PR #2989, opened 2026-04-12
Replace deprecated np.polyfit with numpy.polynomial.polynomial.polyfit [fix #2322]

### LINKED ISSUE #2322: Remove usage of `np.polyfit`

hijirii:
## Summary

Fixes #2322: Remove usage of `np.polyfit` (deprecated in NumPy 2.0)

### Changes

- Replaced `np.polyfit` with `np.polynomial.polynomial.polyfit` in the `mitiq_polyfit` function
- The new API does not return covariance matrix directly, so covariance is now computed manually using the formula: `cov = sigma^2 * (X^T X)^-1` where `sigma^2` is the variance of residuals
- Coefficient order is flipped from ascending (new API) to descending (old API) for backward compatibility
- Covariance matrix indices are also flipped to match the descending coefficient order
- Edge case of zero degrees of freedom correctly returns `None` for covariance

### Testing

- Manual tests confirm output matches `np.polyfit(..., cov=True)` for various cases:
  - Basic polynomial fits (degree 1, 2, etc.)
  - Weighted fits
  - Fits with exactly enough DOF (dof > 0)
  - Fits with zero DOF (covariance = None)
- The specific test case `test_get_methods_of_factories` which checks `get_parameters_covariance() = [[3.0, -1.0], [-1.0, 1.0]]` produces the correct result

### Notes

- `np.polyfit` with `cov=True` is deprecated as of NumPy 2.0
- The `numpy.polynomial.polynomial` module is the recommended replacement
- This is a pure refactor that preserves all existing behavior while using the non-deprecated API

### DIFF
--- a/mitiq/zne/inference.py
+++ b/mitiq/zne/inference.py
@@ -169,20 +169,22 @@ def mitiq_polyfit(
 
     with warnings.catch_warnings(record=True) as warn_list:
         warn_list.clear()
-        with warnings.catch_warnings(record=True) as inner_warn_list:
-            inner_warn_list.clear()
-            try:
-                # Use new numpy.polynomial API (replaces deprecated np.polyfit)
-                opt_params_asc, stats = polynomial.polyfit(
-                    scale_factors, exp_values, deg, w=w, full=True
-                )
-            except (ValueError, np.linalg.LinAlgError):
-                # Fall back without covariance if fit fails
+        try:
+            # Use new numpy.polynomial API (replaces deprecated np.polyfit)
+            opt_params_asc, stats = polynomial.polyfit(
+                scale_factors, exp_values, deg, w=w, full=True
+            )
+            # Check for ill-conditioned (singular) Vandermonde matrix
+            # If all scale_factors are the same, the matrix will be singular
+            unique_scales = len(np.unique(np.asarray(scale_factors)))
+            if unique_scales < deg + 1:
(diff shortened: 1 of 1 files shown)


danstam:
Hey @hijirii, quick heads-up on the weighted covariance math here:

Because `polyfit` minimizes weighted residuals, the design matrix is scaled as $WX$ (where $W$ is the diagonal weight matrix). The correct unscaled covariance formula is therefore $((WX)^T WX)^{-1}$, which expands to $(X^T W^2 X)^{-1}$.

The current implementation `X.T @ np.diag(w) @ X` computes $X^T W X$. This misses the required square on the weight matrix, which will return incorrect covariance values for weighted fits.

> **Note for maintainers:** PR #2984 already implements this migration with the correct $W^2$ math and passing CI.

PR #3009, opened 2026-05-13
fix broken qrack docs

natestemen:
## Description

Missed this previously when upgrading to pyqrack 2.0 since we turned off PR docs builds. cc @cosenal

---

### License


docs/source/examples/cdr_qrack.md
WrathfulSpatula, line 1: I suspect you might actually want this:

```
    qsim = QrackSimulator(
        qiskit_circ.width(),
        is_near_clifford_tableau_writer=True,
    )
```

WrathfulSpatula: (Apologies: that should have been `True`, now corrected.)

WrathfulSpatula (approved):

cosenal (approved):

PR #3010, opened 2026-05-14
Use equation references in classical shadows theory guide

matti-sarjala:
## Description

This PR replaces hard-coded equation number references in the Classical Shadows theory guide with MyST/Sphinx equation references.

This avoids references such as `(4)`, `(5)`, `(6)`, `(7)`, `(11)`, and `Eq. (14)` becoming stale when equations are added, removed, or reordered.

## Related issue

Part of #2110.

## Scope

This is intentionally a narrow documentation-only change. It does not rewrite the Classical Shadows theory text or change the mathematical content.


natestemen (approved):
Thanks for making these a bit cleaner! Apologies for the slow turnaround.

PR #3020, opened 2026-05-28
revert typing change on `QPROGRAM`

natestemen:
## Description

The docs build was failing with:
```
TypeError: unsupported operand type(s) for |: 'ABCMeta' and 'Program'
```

==

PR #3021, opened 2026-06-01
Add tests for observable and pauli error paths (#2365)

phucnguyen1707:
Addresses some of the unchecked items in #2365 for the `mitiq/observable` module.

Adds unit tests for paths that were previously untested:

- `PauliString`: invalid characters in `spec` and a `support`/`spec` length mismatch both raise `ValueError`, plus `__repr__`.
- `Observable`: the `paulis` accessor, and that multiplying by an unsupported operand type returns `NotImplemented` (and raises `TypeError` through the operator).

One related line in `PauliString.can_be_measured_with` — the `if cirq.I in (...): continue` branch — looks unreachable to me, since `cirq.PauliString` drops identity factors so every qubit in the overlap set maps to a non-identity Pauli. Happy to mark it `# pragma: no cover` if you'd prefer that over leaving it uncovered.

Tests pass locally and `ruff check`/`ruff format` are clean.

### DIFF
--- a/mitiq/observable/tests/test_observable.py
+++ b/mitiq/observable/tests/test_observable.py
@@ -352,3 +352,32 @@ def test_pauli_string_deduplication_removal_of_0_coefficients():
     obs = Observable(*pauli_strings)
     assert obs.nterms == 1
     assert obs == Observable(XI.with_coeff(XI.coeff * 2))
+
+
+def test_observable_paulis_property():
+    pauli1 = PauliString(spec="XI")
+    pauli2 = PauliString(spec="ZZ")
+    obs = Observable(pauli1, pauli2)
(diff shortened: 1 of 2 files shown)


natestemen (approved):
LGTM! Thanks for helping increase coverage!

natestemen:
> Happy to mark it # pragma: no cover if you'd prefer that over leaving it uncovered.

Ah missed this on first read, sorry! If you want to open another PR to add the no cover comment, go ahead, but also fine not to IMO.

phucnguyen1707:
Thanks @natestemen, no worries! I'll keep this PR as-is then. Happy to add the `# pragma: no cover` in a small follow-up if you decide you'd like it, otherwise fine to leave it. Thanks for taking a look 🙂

Exercise goal =>
Begin with the line above that has "PR #2989, opened 2026-04-12" and continue through the line that has "### Testing", setting each one down exactly. Stop there.

Exercise solution =>
PR #2989, opened 2026-04-12
Replace deprecated np.polyfit with numpy.polynomial.polynomial.polyfit [fix #2322]

### LINKED ISSUE #2322: Remove usage of `np.polyfit`

hijirii:
## Summary

Fixes #2322: Remove usage of `np.polyfit` (deprecated in NumPy 2.0)

### Changes

- Replaced `np.polyfit` with `np.polynomial.polynomial.polyfit` in the `mitiq_polyfit` function
- The new API does not return covariance matrix directly, so covariance is now computed manually using the formula: `cov = sigma^2 * (X^T X)^-1` where `sigma^2` is the variance of residuals
- Coefficient order is flipped from ascending (new API) to descending (old API) for backward compatibility
- Covariance matrix indices are also flipped to match the descending coefficient order
- Edge case of zero degrees of freedom correctly returns `None` for covariance

### Testing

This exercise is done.